Samstag, 17. Mai 2014

Hat sich die Soziologie in einem double bind verfangen?



Für die Ad-Hoc-Gruppe des Soziologiemagazins mit dem Titel „Krise der Kommunikation: Wo bleibt der soziologische Diskurs?“ , welche im Rahmen des Kongresses der Deutschen Gesellschaft für Soziologie 2014 stattfinden wird, habe ich folgenden Beitragsvorschlag eingereicht:


Vor 30 Jahren diagnostizierte Niklas Luhmann, dass die Soziologie in einer Theoriekrise steckt. Heute besteht nicht einmal Konsens über ein gemeinsames Bezugsproblem oder eine gesellschaftliche Funktion der Soziologie. Dies deutet darauf hin, dass sich die Soziologie gegenwärtig nicht nur in einer Theoriekrise befindet, sondern in einer Identitätskrise. Allgemein akzeptiert ist heute lediglich, dass es die Aufgabe der Soziologie sei, die Gesellschaft zu beschreiben und zu verändern. Der Vortrag wird die These entfalten, dass diese Selbstbeschreibungsformel selbst Teil des gegenwärtigen Problems der Soziologie ist, denn sie formuliert eine Doppelfunktion – nämlich Analyse und Veränderung. Es stellt sich jedoch die Frage, ob die Soziologie diese Doppelfunktion in der modernen funktional differenzierten Gesellschaft überhaupt erfüllen kann? 

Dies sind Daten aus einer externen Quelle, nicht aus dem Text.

PR #1970, opened 2024-07-24
(Readability) Replace all instances of suppress_ast with emit_ast to avoid negated logic

sfc-gh-oplaton:

   

   Fixes SNOW-0000000

Stylistic change - prefer direct logic instead of inverted logic.

Use `emit_ast` (default = `True`) everywhere instead of `suppress_ast` (default = `False`).

To get ASTs out of public APIs, do nothing. To prevent public APIs from emitting ASTs, provide `emit_ast = False`.

Name the argument `_emit_ast` on public APIs and `emit_ast` on internal APIs.

### DIFF
--- a/src/snowflake/snowpark/dataframe.py
+++ b/src/snowflake/snowpark/dataframe.py
@@ -277,7 +277,7 @@ def _disambiguate(
             )
             for name in lhs_names
         ],
-        _suppress_ast=True,
+        _emit_ast=False,
     )
 
     rhs_remapped = rhs.select(
@@ -285,7 +285,7 @@ def _disambiguate(
             _alias_if_needed(rhs, name, rhs_prefix, rsuffix, common_col_names)
             for name in rhs_names
         ],
-        _suppress_ast=True,
+        _emit_ast=False,
     )
     return lhs_remapped, rhs_remapped
 
@@ -1131,7 +1131,7 @@ class DataFrame:
             Iterable[Union[ColumnOrName, TableFunctionCall]],
         ],
         _ast_stmt: proto.Assign = None,
-        _suppress_ast: bool = False,
+        _emit_ast: bool = True,
     ) -> "DataFrame":
         """Returns a new DataFrame with the specified Column expressions as output
         (similar to SELECT in SQL). Only the Columns specified as arguments will be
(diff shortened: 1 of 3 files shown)


src/snowflake/snowpark/dataframe.py
```diff
@@ -277,15 +277,15 @@ def _disambiguate(
             )
             for name in lhs_names
         ],
```
sfc-gh-lspiegelberg, line 279: this change makes sense to me, let's also check that all docstrings are updated with a unique description (that probably needs to get copied around). If you dislike copy&paste of the docstring, we could think of a decorator to inject a unique description. For mid-term, we may need to think about using a PIMPL pattern for the actual implementation. Most of the current Snowpark APIs are public, so adding a new parameter could be problematic.

sfc-gh-lspiegelberg (approved):
LGTM, let's check docstrings as well before merging.

sfc-gh-azwiegincew (approved):

src/snowflake/snowpark/session.py
```diff
@@ -1834,17 +1834,15 @@ def update_query_tag(self, tag: dict) -> None:
                     f"Expected query tag to be valid json. Current query tag: {tag_str}"
                 )
 
-    def table(
-        self, name: Union[str, Iterable[str]], suppress_ast: bool = False
-    ) -> Table:
+    def table(self, name: Union[str, Iterable[str]], emit_ast: bool = True) -> Table:
```
sfc-gh-lspiegelberg, line 1837: nit: table should be public API? so `_emit_ast` according to PR description?

src/snowflake/snowpark/table.py
```diff
@@ -273,9 +273,9 @@ def __init__(
         table_name: str,
         session: Optional["snowflake.snowpark.session.Session"] = None,
         ast_stmt: Optional[proto.Assign] = None,
-        suppress_ast: bool = False,
```
sfc-gh-lspiegelberg, line 276: nit: same here, should be public. tbh, I am ok to call it always `_emit_ast`. Will make things easier.

sfc-gh-oplaton: Changed all files to use `_emit_ast` uniformly.

src/snowflake/snowpark/dataframe.py
sfc-gh-oplaton: Updated all docstrings to use the same description.

src/snowflake/snowpark/session.py
sfc-gh-oplaton: Done.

Ausgehend von Luhmanns Bestimmung der verschiedenen Bezugsprobleme der einzelnen Funktionssysteme der modernen Gesellschaft soll gezeigt werden, dass Analyse und Veränderung Lösungen für zwei unterschiedliche soziale Probleme sind, die heute von unterschiedlichen Funktionssystemen gelöst werden. Während die Analyse die Aufgabe des Wissenschaftssystems ist, ist Veränderung die Aufgabe verschiedener Systeme sozialer Hilfe. Da die beiden Probleme nicht auf einander reduziert werden können, muss sich die Soziologie entscheiden, was sie sein möchte – ein Teilsystem der Wissenschaft oder ein Teilsystem sozialer Hilfe. Beides ist nicht möglich. Vielmehr würde ein soziales System sein eigenes Operieren und seine Weiterentwicklung blockieren, wenn es versuchen würde diese beiden Probleme gleichzeitig zu lösen. 

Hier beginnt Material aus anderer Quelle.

PR #1976, opened 2024-07-24
DRAFT: client-side types in Snowpark Python

sfc-gh-mvashishtha:


src/snowflake/snowpark/_internal/analyzer/analyzer.py
```diff
@@ -688,7 +691,20 @@ def binary_operator_extractor(
                 expr.right, df_aliased_col_name_to_real_col_name, parse_local_name
             )
         if isinstance(expr, BinaryArithmeticExpression):
+            # TODO: it doesn't seem appropriate to rewrite the expression at this stage,
```
sfc-gh-lspiegelberg, line 694: You're probably already on it, but I feel the logic here should be something like:
```
if is_user_defined_type(expr.left.datatype) or is_user_defined_type(expr.right.datatype):
   gen = get_user_defined_binary_expr(expr) # <-- look up based on left/right datatype and type(expr)
   if not gen:
      raise NotImplementedError(f"No sql codegen available for {type(expr)}: {expr.left.datatype} x {expr.right.datatype}"
```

Gleichwohl wird bis heute auf die oben benannte Selbstbeschreibungsformel rekurriert. Somit wird bis heute der Anspruch kommuniziert, dass die Soziologie beides könne. Das weckt auch falsche Erwartungen bei einem soziologisch interessierten Publikum. Die Soziologie hat sich damit selbst in einen double bind manövriert, denn sie hat sich selbst die Aufgabe gestellt widersprüchliche Erwartungen zu erfüllen. Dies erzeugt auch eine gravierende Verwirrung beim Publikum, welches damit vor die Wahl gestellt wird die Selbstbeschreibung der Soziologie zu akzeptieren und damit auch den Widerspruch zwischen Analyse und Veränderung oder gerade aufgrund der widersprüchlichen Selbstdarstellung dieses Kommunikationsangebot abzulehnen. Aufgrund des vielbeklagten öffentlichen Relevanzverlustes der Soziologie scheint sich das Publikum offenbar für die zweite Möglichkeit zu entscheiden.

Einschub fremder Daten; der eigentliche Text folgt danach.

PR #1980, opened 2024-07-24
SNOW-1555397 Fix index.to_frame()'s wrong result column name

sfc-gh-azhan:

   

   Fixes SNOW-1555397

Fix the result column name for `Index.to_frame` when `name` is not specified.

### DIFF
--- a/src/snowflake/snowpark/modin/plugin/extensions/index.py
+++ b/src/snowflake/snowpark/modin/plugin/extensions/index.py
@@ -1662,26 +1662,22 @@ class Index:
         #       0               100
         #       1               200
         #       2               300
-        # If `name` is specified, use it as new column name; otherwise, set new column name to the original index name.
-        # Note there is one exception case: when the original index name is None, the new column name should be 0.
-        if name != native_pd._libs.lib.no_default:
-            new_col_name = name
-        else:
-            new_col_name = self._query_compiler.get_index_name()
-            if new_col_name is None:
-                new_col_name = 0
-
+        new_qc = self._query_compiler.reset_index()
         # if index is true, we want self to be in the index and data columns of the df,
         # so set the index as the data column and set the name of the index
         if index:
-            new_qc = self._query_compiler.reset_index()
-            new_qc = (
-                new_qc.set_index([new_qc.columns[0]], drop=False)
-                .set_columns([new_col_name])
-                .set_index_names([self._query_compiler.get_index_name()])
+            new_qc = new_qc.set_index([new_qc.columns[0]], drop=False).set_index_names(
+                [self.name]
             )
+        # If `name` is specified, use it as new column name; otherwise, set new column name to the original index name.
+        # Note there is one exception case: when the original index name is None, the new column name should be 0.
+        if name != lib.no_default:
+            new_col_name = name
         else:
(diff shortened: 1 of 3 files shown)


src/snowflake/snowpark/modin/plugin/extensions/index.py
```diff
@@ -1633,17 +1662,26 @@ def to_frame(self, index: bool = True, name: Hashable | None = None) -> DataFram
         #       0               100
         #       1               200
         #       2               300
+        # If `name` is specified, use it as new column name; otherwise, set new column name to the original index name.
+        # Note there is one exception case: when the original index name is None, the new column name should be 0.
+        if name != native_pd._libs.lib.no_default:
```
sfc-gh-yzou, line 1667: can this check just be name != lib.no_default like what you added in the type hint

src/snowflake/snowpark/modin/plugin/extensions/index.py
```diff
@@ -1633,17 +1662,26 @@ def to_frame(self, index: bool = True, name: Hashable | None = None) -> DataFram
...
+            new_col_name = name
+        else:
+            new_col_name = self._query_compiler.get_index_name()
```
sfc-gh-yzou, line 1670: hmm, i only see we provide get_index_names() methods in the snowflake query compiler, is this added somewhere else?

src/snowflake/snowpark/modin/plugin/extensions/index.py
```diff
@@ -1633,17 +1662,26 @@ def to_frame(self, index: bool = True, name: Hashable | None = None) -> DataFram
...
             new_qc = (
                 new_qc.set_index([new_qc.columns[0]], drop=False)
-                .set_columns([name])
-                .set_index_names([self.name])
+                .set_columns([new_col_name])
+                .set_index_names([self._query_compiler.get_index_name()])
             )
         else:
-            new_qc = self._query_compiler.reset_index(names=[name])
+            new_qc = self._query_compiler.reset_index(names=[new_col_name])
```
sfc-gh-yzou, line 1684: i am looking at this code block,, why don't we just have 
```
new_qc = self._query_compiler.reset_index(names=[new_col_name])
if index:
   new_qc = new_qc.set_index([new_qc.columns[0]], drop=False).set_index_names([self._query_compiler.get_index_name()])
```

src/snowflake/snowpark/modin/plugin/extensions/index.py
sfc-gh-azhan: It was in query_compiler. We can just use self.name instead.

src/snowflake/snowpark/modin/plugin/extensions/index.py
sfc-gh-azhan: Looks better. I updated the code and move set column name in the end because there is a corner case: 
```
pd.DataFrame([],index=pd.Index([[1, 2], [2, 3], [3, 4]])).reset_index(names=[None]).set_index([None], drop=False)
```
which generated different result than native one. We probably don't need to fix this since this should be a rare case.

sfc-gh-nkumar (approved):

sfc-gh-yzou (approved):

Unter Bezugnahme auf die Theorien Niklas Luhmanns, Gregory Batesons und Erving Goffmans soll die Explikation des double binds der Soziologie dazu dienen eine Erklärung für die aktuelle Krise und den Relevanzverlust der Soziologie zu entwickeln. Je nachdem wieviel Vortragszeit eingeplant ist, kann dann auf Folgeprobleme dieser paradoxen Selbstbeschreibung eingegangen werden und/oder auf Lösungen, wie dieser double bind aufgelöst und die Soziologie als Wissenschaft rehabilitiert werden kann.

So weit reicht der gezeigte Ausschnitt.